▽

PR #11, opened 2020-07-13
[minecraft] - Revert #9

billimek:
Reverts itzg/minecraft-server-charts#9


charts/minecraft/templates/datadir-pvc.yaml
```diff
@@ -9,6 +9,11 @@ metadata:
     release: "{{ .Release.Name }}"
     heritage: "{{ .Release.Service }}"
   annotations:
+  {{- if .Values.persistence.storageClass }}
```
itzg, line 12: Throwing out an idea, perhaps users could opt-into the non-annotation based storageClass via a new value condition here.

PR #14, opened 2020-07-15
Fixes #13 Default to LATEST minecraftServer

### LINKED ISSUE #13: Default version update?
I petition that we should release a new chart version with an updated app version 1.16.1 is out, and we are still defaulting to 1.14.4. I am happy to submit a PR, but before I do, I wanted to see if there was some reason why we were still defaulting to 1.14.4.

TJM:


charts/minecraft/Chart.yaml
```diff
@@ -1,7 +1,6 @@
 apiVersion: v1
 name: minecraft
 version: 2.0.4
```
itzg, line 3: Bump the patch version, please:
```suggestion
version: 2.0.5
```

TJM: 👍

TJM:
The linter is incorrect...

https://v2.helm.sh/docs/developing_charts/#the-appversion-field

That field is optional.

itzg:
> The linter is incorrect...
> 
> https://v2.helm.sh/docs/developing_charts/#the-appversion-field
> 
> That field is optional.

Yeah, I'm not a big fan of `appVersion` in a lot of cases. Hmm, I'll research the linter, but @billimek do you know off hand how to relax that aspect?

TJM:
I worked around it, cause it says that is not used for anything, just informational :)

charts/minecraft/Chart.yaml
```diff
@@ -1,7 +1,7 @@
 apiVersion: v1
 name: minecraft
-version: 2.0.4
-appVersion: 1.14.4
+version: 2.0.5
+appVersion: SeeValues
```
itzg, line 4: That works for me. @billimek , have you seen a convention out there for this?

billimek:
The linter is incorrect according to the [helm docs](https://helm.sh/docs/topics/charts/#the-appversion-field) (@TJM you linked docs from helm v2 but we're using v3 FYI but it's still the same):
image

I'll PR a change to the linter to flag it optional (ref https://github.com/helm/chart-testing/blob/master/etc/chart_schema.yaml#L5).

I looked through all 280+ charts in the helm/stable repo and every single with an `appVersion` field were set to some sort of numeric value.  With that said, I believe using `SeeValues` is still a good path for this change.  The 'appVersion' field is used when you run `helm search` or helm hub type sites, for example:
image

billimek:
FYI https://github.com/helm/chart-testing/pull/239 raised for the linter.

PR #17, opened 2020-09-02
Add externalIPs support for the minecraft service

KristopherKram:
This change will allow users to specify an minecraftServer.externalIPs to allow access to the minecraft service instead of using a load balancer. 

Example:
```Bash
helm upgrade minecraft ./charts/minecraft -n default --set minecraftServer.eula=true --set minecraftServer.externalIPs='{192.168.1.25}'
```


itzg (approved):
Thanks!

PR #19, opened 2020-10-24
Fix capitalization of FORCE_GAMEMODE environment variable

bmxguy100:
The previous capitalization caused `forcegameMode`'s value to be silently ignored


itzg (approved):
Good catch. Thanks!

PR #824, opened 2025-04-05
fix: `buildInputs` camel case

siph:
## Motivation

The devshell is broken for `end-to-end-testing`. This changes `buildInputs` from pascal to camel case.

## Checklist

- [ ] updated `CHANGELOG.md`


ipetkov (approved):
Good catch, thanks!

PR #836, opened 2025-04-28
doc: Add fileset filtering in flake checks section to FAQ/troubleshooting

### LINKED ISSUE #835: Consider adding a section to source filtering docs describing how sources are used in checks
Bumped into a small issue that I honestly had just been avoiding for the last few months. I recently added a markdown file as part of my docs using the include macro, and I also added some test frameworks that use toml and json files. This is really my own fault for not thinking the problem through thoroughly, but I thought maybe it would've been nice to have a section in the source filtering docs that describes how the derivations like `nextest` and `clippy` use the sources. After some debugging I realized that in a workspace, it didn't matter if I updated the the fileset for individual builds, the `nextest` check would still fail to find the files. Then it hit me that maybe it wasn't actually using the fileset from the build, and sure enough it was only inheriting the common args and artifacts. Adding a fileset `src = lib.fileset.toSources { ... };` to it fixed the issue. Would it be reasonable to ask to include this for posterity?

eureka-cpu:
## Motivation

Closes #835 

Adds a section to `source-filtering.md` which explains how to handle extra file sources which may be needed by flake checks.

## Checklist

- [ ] updated `CHANGELOG.md`

### DIFF
--- a/docs/SUMMARY.md
+++ b/docs/SUMMARY.md
@@ -47,6 +47,7 @@
   * [Found invalid metadata files for crate error](./faq/invalid-metadata-files-for-crate.md)
   * [A git dependency fails to find a file by a relative path](./faq/git-dep-cannot-find-relative-path.md)
   * [Controlling whether or not hooks run during `buildDepsOnly`](./faq/control-when-hooks-run.md)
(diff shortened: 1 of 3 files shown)


ipetkov (approved):
Thanks for the docs improvement!

PR #856, opened 2025-06-13
Handling [patch] in Cargo workspaces

P-E-Meunier:
That directive is used in Cargo to modify a dependency tree. It is especially useful for large projects where fixing the underlying crates is impractical or impossible. Unfortunately, Crane needs special handling of this case since the Cargo.lock resulting from such workspaces has no registry source nor hash for the patched dependencies.

Note that this departs from what `cargo vendor` does, since `cargo vendor` vendors the original dependency instead of the patched one. The reason we need to do this here is that while `cargo vendor` (as used e.g. in `buildRustPackage`) is used to build entire workspaces, including the vendored deps, but also the [patch] directive when compiling, Crane builds vendored dependencies together without first knowing about the patches.

## Checklist

- [ ] updated `CHANGELOG.md`

### DIFF
--- a/lib/vendorCargoDeps.nix
+++ b/lib/vendorCargoDeps.nix
@@ -44,10 +44,14 @@ let
     );
 
   lock = args.cargoLockParsed or (builtins.fromTOML cargoLockContents);
+
+  toml = builtins.fromTOML (readFile (src + "/Cargo.toml"));
+
+  patch = lib.attrsets.foldlAttrs (acc: registry: value: acc // value) {} (toml.patch or {});
 in
 vendorMultipleCargoDeps (
   {
-    inherit cargoConfigs;
+    inherit cargoConfigs patch src;
     cargoLockParsedList = [ lock ];
     outputHashes = args.outputHashes or { };
     overrideVendorCargoPackage = args.overrideVendorCargoPackage or (_: drv: drv);
--- a/lib/vendorMultipleCargoDeps.nix
+++ b/lib/vendorMultipleCargoDeps.nix
@@ -42,10 +42,23 @@ in
   overrideVendorCargoPackage ? _: drv: drv,
   overrideVendorGitCheckout ? _: drv: drv,
   registries ? null,
+  patch ? { },
+  src,
 }:
 let
   cargoLocksParsed =
     (map fromTOML ((map readFile cargoLockList) ++ cargoLockContentsList)) ++ cargoLockParsedList;
+
+  linkedPatches =
+    lib.attrsets.foldlAttrs (acc: name: value: if value ? path then acc + ''
+      ln -s ${src}/${value.path} $out/${name}
+    '' else acc) "" patch;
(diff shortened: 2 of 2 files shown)


P-E-Meunier:
Absolutely, the Cargo.lock will be updated, with a path dependency, i.e. no hash, no URL. This means that if that crate is needed by others in the vendored deps (which is the point of `[patch]`: patching *transitive* dependencies, changing direct dependencies can be done directly), that crate will be filtered out by the following line:

https://github.com/ipetkov/crane/blob/2b2b564e8988e2701f8ba5a0863102c22b476bf3/lib/vendorMultipleCargoDeps.nix#L48

And hence will not be included in the vendored deps, resulting in a compilation error.

P-E-Meunier:
Absolutely! Your understanding of `[patch]` is correct. However, the whole point of `[patch]` is to replace transitive dependencies, since direct ones can be overridden directly.

When you use `[patch]`, at least one other crate in the vendored deps needs the patched version in order to compile. However, the Cargo.lock will indeed contain an entry for the local source, but that entry won't have any registry nor hash, and hence won't be included by crane, since it will be filtered by the following line:

https://github.com/ipetkov/crane/blob/2b2b564e8988e2701f8ba5a0863102c22b476bf3/lib/vendorCargoRegistries.nix#L57

This results in missing crates when pre-compiling vendored dependencies.

The tools I wrote to compile Rust in Nix, called buildRustCrate and Carnix (rewritten to Crate2nix), fixed this problem by using `cargo metadata` instead of parsing the Cargo.lock.

ipetkov:
> When you use [patch], at least one other crate in the vendored deps needs the patched version in order to compile. However, the Cargo.lock will indeed contain an entry for the local source, but that entry won't have any registry nor hash, and hence won't be included by crane, since it will be filtered by the following lines

You are correct that crates part of the workspace will _not_ be captured by the vendor step, since the intention that these are workspace sources and they should already be present in the `src` derivation and not be captured by the vendor derivation itself.

As long as you aren't filtering out the patched sources via a source filter (hence why I wanted to take a look at a reproduction at something that causes this to eliminate any potential configuration bugs or confusion) they should be present for the full build.

The only thing that comes to mind is that a patched dependency won't play nicely with source dummification. Currently we'll dummify all crates in a workspace by default on the (now seemingly flawed) assumption that local sources always consume dependencies and aren't consumed by them.

The better solution here would be to _have source dummification skip patched dependencies_ instead of patching the vendor script to include patch sources.

> The tools I wrote to compile Rust in Nix, called buildRustCrate and Carnix (rewritten to Crate2nix), fixed this problem years ago by using cargo metadata instead of parsing the Cargo.lock.

That's a fine strategy, but with `crane` we avoid needing to perform code gen or requiring IFD. Until Nix has stable/first-class support for dynamic derivations I'm not sure that using `cargo metadata` is a viable architectural decision here for us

△

* TASK OBJECTIVE: Among the entries above, the line containing "this problem by", the line containing "As long as you", and all lines between them are to be restated word for word; nothing else belongs in the reply.

* EXPECTED OUTPUT:
The tools I wrote to compile Rust in Nix, called buildRustCrate and Carnix (rewritten to Crate2nix), fixed this problem by using `cargo metadata` instead of parsing the Cargo.lock.

ipetkov:
> When you use [patch], at least one other crate in the vendored deps needs the patched version in order to compile. However, the Cargo.lock will indeed contain an entry for the local source, but that entry won't have any registry nor hash, and hence won't be included by crane, since it will be filtered by the following lines

You are correct that crates part of the workspace will _not_ be captured by the vendor step, since the intention that these are workspace sources and they should already be present in the `src` derivation and not be captured by the vendor derivation itself.

As long as you aren't filtering out the patched sources via a source filter (hence why I wanted to take a look at a reproduction at something that causes this to eliminate any potential configuration bugs or confusion) they should be present for the full build.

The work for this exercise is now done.